## Information provided
PR #910, opened 2023-09-11
SONARIAC-728 S6579: Access variable which is not available in the current scope

petertrr:


iac-extensions/docker/src/main/java/org/sonar/iac/docker/checks/ArgDefinedOutsideOfScopeCheck.java
```diff
@@ -0,0 +1,81 @@
...
+  }
+
+  private static void checkArgUsagesIn(DockerImage image, List<String> globalArgNames, CheckContext ctx) {
+    List<String> argNamesInStage = collectArgNames(image.instructions().stream().filter(ArgInstruction.class::isInstance).map(ArgInstruction.class::cast));
+    List<String> notRedeclaredArgsNames = new ArrayList<>(globalArgNames);
+    notRedeclaredArgsNames.removeAll(argNamesInStage);
+
+    List<Variable> usedVariables = image.instructions().stream()
+      .filter(RunInstruction.class::isInstance)
+      .flatMap(run -> ((RunInstruction) run).arguments().stream())
```
rudy-regazzoni-sonarsource, line 69: Should we only check `RunInstruction`? What about references in `CmdInstruction` or somewhere else?

iac-extensions/docker/src/main/java/org/sonar/iac/docker/checks/ArgDefinedOutsideOfScopeCheck.java
```diff
@@ -0,0 +1,81 @@
...
+public class ArgDefinedOutsideOfScopeCheck implements IacCheck {
+  private static final String MESSAGE = "Include the ARG instruction in the build stage where it is used.";
+
+  @Override
+  public void initialize(InitContext init) {
+    init.register(Body.class, ArgDefinedOutsideOfScopeCheck::checkReferencedVariablesAreInScope);
+  }
+
+  private static void checkReferencedVariablesAreInScope(CheckContext ctx, Body body) {
+    List<String> globalArgsNames = collectArgNames(body.globalArgs().stream());
```
rudy-regazzoni-sonarsource, line 48: I see what you are doing here.

It may not be necessary to do this, because in our docker analyzer, we have a Symbol table for variables.
Currently, thanks to the `DockerSymbolVisitor`, each variable has a Symbol associated, and this Symbol give you direct access to all reference of the variable.

Typically, the first reference is the "declaration" of the variable, and even better, it has a scope associated, which is either `Global` (`ARG` instruction at the beginning of the file, before any `FROM`) or `Image` (`ARG` instruction in a docker image, so after a `FROM` instruction). So exactly what you are looking for in your rule :smile:

rudy-regazzoni-sonarsource (changes requested):
Suggesting different approaches + challenging the scope of the rule, please see my comments.
In case we want to extend this rule to instruction other than RUN, a solution could to attach a visitor to `Variable` directly.
Feel free to reach me out if you want to discuss it.

iac-extensions/docker/src/main/java/org/sonar/iac/docker/checks/ArgDefinedOutsideOfScopeCheck.java
petertrr: I wasn't able to find a comprehensive list of where ARGs can be used. The [docs](https://docs.docker.com/engine/reference/builder/#arg) say

> You can use an ARG or an ENV instruction to specify variables that are available to the RUN instruction.

However, they show example also with `USER`. I think at least it should be covered for all kinds of `CommandInstruction`

petertrr: But I guess the logic for everything other than `FROM` is the same so this can be indeed generalized

iac-extensions/docker/src/main/java/org/sonar/iac/docker/checks/ArgDefinedOutsideOfScopeCheck.java
```diff
@@ -0,0 +1,61 @@
...
+    boolean isDefinedInImageScope = false;
+    boolean isDefinedInGlobalScope = false;
+    for (Usage usage : variable.symbol().usages()) {
+      if (usage.kind().equals(Usage.Kind.ASSIGNMENT)) {
+        isDefinedInImageScope = usage.scope().kind().equals(Scope.Kind.IMAGE);
+        isDefinedInGlobalScope = usage.scope().kind().equals(Scope.Kind.GLOBAL);
+      }
+    }
+    boolean isDefinedOnlyInGlobalScope = isDefinedInGlobalScope && !isDefinedInImageScope;
+    if (isDefinedOnlyInGlobalScope) {
```
rudy-regazzoni-sonarsource, line 57: This code is a bit strange.

You are overriding `isDefinedInImageScope` and `isDefinedInGlobalScope` at every loop iteration, which also means they can never have the same value, so the boolean `isDefinedOnlyInGlobalScope` is useless.

From my understanding, you are trying to check if a variable is only defined with a `Global` scope.
You don't really need to do this, but only to check if the last assignment is `Global`, as they are kept in the line order.
```suggestion
    
    List<Usage> usages = variable.symbol().usages();
    boolean isGlobalScope = false;
    for (int i = usages.size() - 1; i >= 0; i--) {
      Usage usage = usages.get(i);
      if (usage.kind().equals(Usage.Kind.ASSIGNMENT)) {
        isGlobalScope = usage.scope().kind().equals(Scope.Kind.GLOBAL);
        break; // we stop at the first assignment we find
      }
    }

    if (isGlobalScope) {
```
(Feel free to improve the suggested code, I couldn't find a better way to write it).

iac-extensions/docker/src/test/resources/checks/ArgDefinedOutsideOfScopeCheck/Dockerfile
```diff
@@ -0,0 +1,38 @@
...
+
+FROM busybox
+# Noncompliant@+1 {{Include the ARG instruction in the build stage where it is used.}}
+RUN ./run/setup $SETTINGS
+#               ^^^^^^^^^
+
+FROM busybox
+ARG SETTINGS
+RUN ./run/setup $SETTINGS
+
```
rudy-regazzoni-sonarsource, line 17: You could add here another occurence of this:
```
FROM busybox
# Noncompliant@+1
RUN ./run/setup $SETTINGS
```
It would show that the algorithm is working for this rule, as the `Symbol` table is not mixing this variable symbol in `RUN` with the one redeclared at line 15 in `ARG`.
I would add a comment about this also.

rudy-regazzoni-sonarsource (changes requested):
Sorry to push back again, for me there is an issue with the algorithm: while it is working, it seems to show a different intention from what it's really doing. Please see my comment, feel free to come back to me if you want to discuss it!

iac-extensions/docker/src/main/java/org/sonar/iac/docker/checks/ArgDefinedOutsideOfScopeCheck.java
petertrr: Thanks for catching this, my code is definitely incorrect here :sweat_smile: 
However, I think that relying on the order in which usages are present couples the check logic too tightly with symbol table implementation. I would rather fix my code or add an accessor `Symbol#getDeclarationScope`

iac-extensions/docker/src/main/java/org/sonar/iac/docker/symbols/Symbol.java
```diff
@@ -56,4 +56,16 @@ public List<Usage> usages() {
...
+    for (int i = usages.size() - 1; i >= 0; i--) {
+      Usage usage = usages.get(i);
+      if (usage.kind().equals(Usage.Kind.ASSIGNMENT)) {
+        declarationScope = usage.scope().kind();
+        // we stop at the first assignment we find, as we store usages in the same order they appear in Dockerfile
+        break;
+      }
+    }
+    return declarationScope;
+  }
```
rudy-regazzoni-sonarsource, line 70: I'm wondering what result do you get for a variable that is used but never declared? Do we have a symbol for it in that case? Do this methis return an `IMAGE` scope in that case? Shouldn't we get null instead? (+add @CheckForNull)

rudy-regazzoni-sonarsource (approved):
LGTM! I like this rule implementation, it's clear and simple! I added one last comment.

iac-extensions/docker/src/main/java/org/sonar/iac/docker/symbols/Symbol.java
petertrr: We don't create symbols for such variables, AFAIU. In `DockerSymbolVisitor` we only add symbols when visiting assignment nodes, that's why we can assume that if there is no symbol for a variable, then it's not a Dockerfile-level variable, but probably a shell env.

PR #911, opened 2023-09-11
SONARIAC-1092 S6506 should raise an issue if sensitive https request is encapsulated in quotes

jonas-wielage-sonarsource:


iac-extensions/docker/src/test/resources/checks/ClearTextProtocolDowngradeCheck/wget.dockerfile
```diff
@@ -15,6 +17,20 @@ RUN wget https://might-redirect.example.com/install.sh --max-redirect=0 -q -O -
 
 RUN wget https://might-redirect.example.com/install.sh -q --max-redirect=0 -O - | sh
 
+# Noncompliant@+1
+RUN wget "https://cmake.org/files/v3.7/cmake-3.7.2-SHA-256.txt.asc"
```
mstachniuk, line 21: I'm a little bit confused 😕 . There is a change in logic for `curl`, but tests are changed for `wget`. Is it expected?

iac-extensions/docker/src/test/java/org/sonar/iac/docker/checks/utils/StringPredicateTest.java
```diff
@@ -22,36 +22,45 @@
...
 class StringPredicateTest {
 
-  @Test
-  void testSingleValuePositive() {
+  @ParameterizedTest
+  @ValueSource(strings = {
+    "value",
+    "\"value\"",
+    "'value'"
+  })
```
mstachniuk, line 40: ❤️

mstachniuk (approved):

iac-extensions/docker/src/test/resources/checks/ClearTextProtocolDowngradeCheck/wget.dockerfile
jonas-wielage-sonarsource: Ah, the changed files don't paint the best picture.
If you look at  `SENSITIVE_HTTPS_URL_BEGINNING`, it's changed to include the `ignoreQuotes` predicate. This is used further down in the `wget` commands, which remain unchanged because the name stayed the same.
The `curl` change didn't change the logic but combined the Predicate creation of `EQUALS_PROTO_FLAG_OPTION = equalsIgnoreQuotes("=https")` as it was used two times.

PR #912, opened 2023-09-12
SONARIAC-720 Rule S6570: Detect missing double quote to prevent globbing and word splitting

rudy-regazzoni-sonarsource:


iac-extensions/docker/src/test/resources/checks/VariableReferenceOutsideOfQuotesCheck/VariableReferenceOutsideOfQuotesCheck.dockerfile
jonas-wielage-sonarsource, line 1: Looks good. Can we add test cases to add a variable as a flag?
`RUN cd $test` for example

jonas-wielage-sonarsource (approved):

PR #913, opened 2023-09-12
SONARIAC-721 Rule S6574: A space before the equal sign in key-value pair may lead to unintended behavior

rudy-regazzoni-sonarsource:


iac-extensions/docker/src/test/resources/checks/SpaceBeforeEqualInKeyValuePairCheck/SpaceBeforeEqualInKeyValuePairCheck.dockerfile
```diff
@@ -0,0 +1,40 @@
...
+
+
+# Non compliant use cases
+# Noncompliant@+1 {{Remove space before the equal sign in the key-value pair, as it can lead to unexpected behavior.}}
+LABEL VERSION =42
+#     ^^^^^^^^^^^
+# Noncompliant@+1
+LABEL VERSION = 42
+# Noncompliant@+1
+LABEL VERSION =42 NAME=BOB
```
petertrr, line 15: Will it work the other way around, `LABEL VERSION=42 NAME =Bob`? Or would that be invalid Dockerfile?

iac-extensions/docker/src/main/java/org/sonar/iac/docker/checks/SpaceBeforeEqualInKeyValuePairCheck.java
```diff
@@ -0,0 +1,64 @@
...
+
+@Rule(key = "S6574")
+public class SpaceBeforeEqualInKeyValuePairCheck implements IacCheck {
+
+  private static final String MESSAGE = "Remove space before the equal sign in the key-value pair, as it can lead to unexpected behavior.";
+
+  @Override
+  public void initialize(InitContext init) {
+    init.register(LabelInstruction.class, (ctx, label) -> checkKeyValurPairs(ctx, label.labels()));
+    init.register(EnvInstruction.class, (ctx, env) -> checkKeyValurPairs(ctx, env.environmentVariables()));
```
petertrr, line 44: Should there also be subscriber for `ARG` instructions?

iac-extensions/docker/src/main/java/org/sonar/iac/docker/checks/SpaceBeforeEqualInKeyValuePairCheck.java
```diff
@@ -0,0 +1,64 @@
...
+      ctx.reportIssue(keyValuePairs.get(0), MESSAGE);
+    }
+  }
+
+  private static boolean isSensitiveKeyValuePair(List<KeyValuePair> keyValuePairs) {
+    return keyValuePairs.size() == 1 && keyValuePairs.get(0).equalSign() == null && isStartingWithLiteralStringWithEqual(keyValuePairs.get(0).value());
+  }
+
+  private static boolean isStartingWithLiteralStringWithEqual(@Nullable Argument argument) {
+    return Optional.ofNullable(argument).stream()
```
petertrr, line 58: Is `stream()` needed here or can result be achieved with `map`s and `filter`s on Optional?

petertrr (approved):
LGTM, see a couple of suggestions

iac-extensions/docker/src/test/resources/checks/SpaceBeforeEqualInKeyValuePairCheck/SpaceBeforeEqualInKeyValuePairCheck.dockerfile
rudy-regazzoni-sonarsource: This is indeed an invalid docker syntax and also crash our parser, so that's why I didn't add it :grin:

iac-extensions/docker/src/main/java/org/sonar/iac/docker/checks/SpaceBeforeEqualInKeyValuePairCheck.java
rudy-regazzoni-sonarsource: `ARG` instruction is a bit different, we also use `KeyValuePair` for it but it only allows the form with the equals.
Meaning this `ARG key =value` is an invalid syntax.
So it make no sense for this rule to check `ARG` instructions.

iac-extensions/docker/src/main/java/org/sonar/iac/docker/checks/SpaceBeforeEqualInKeyValuePairCheck.java
rudy-regazzoni-sonarsource: Good catch! No need to stream it, I will just replace the `anyMatch()` with `filter()`+`isPresent()`.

## Directions for this task
After reading through the records, count the lines that hold the string "lead" and give only the count.

## Response area
3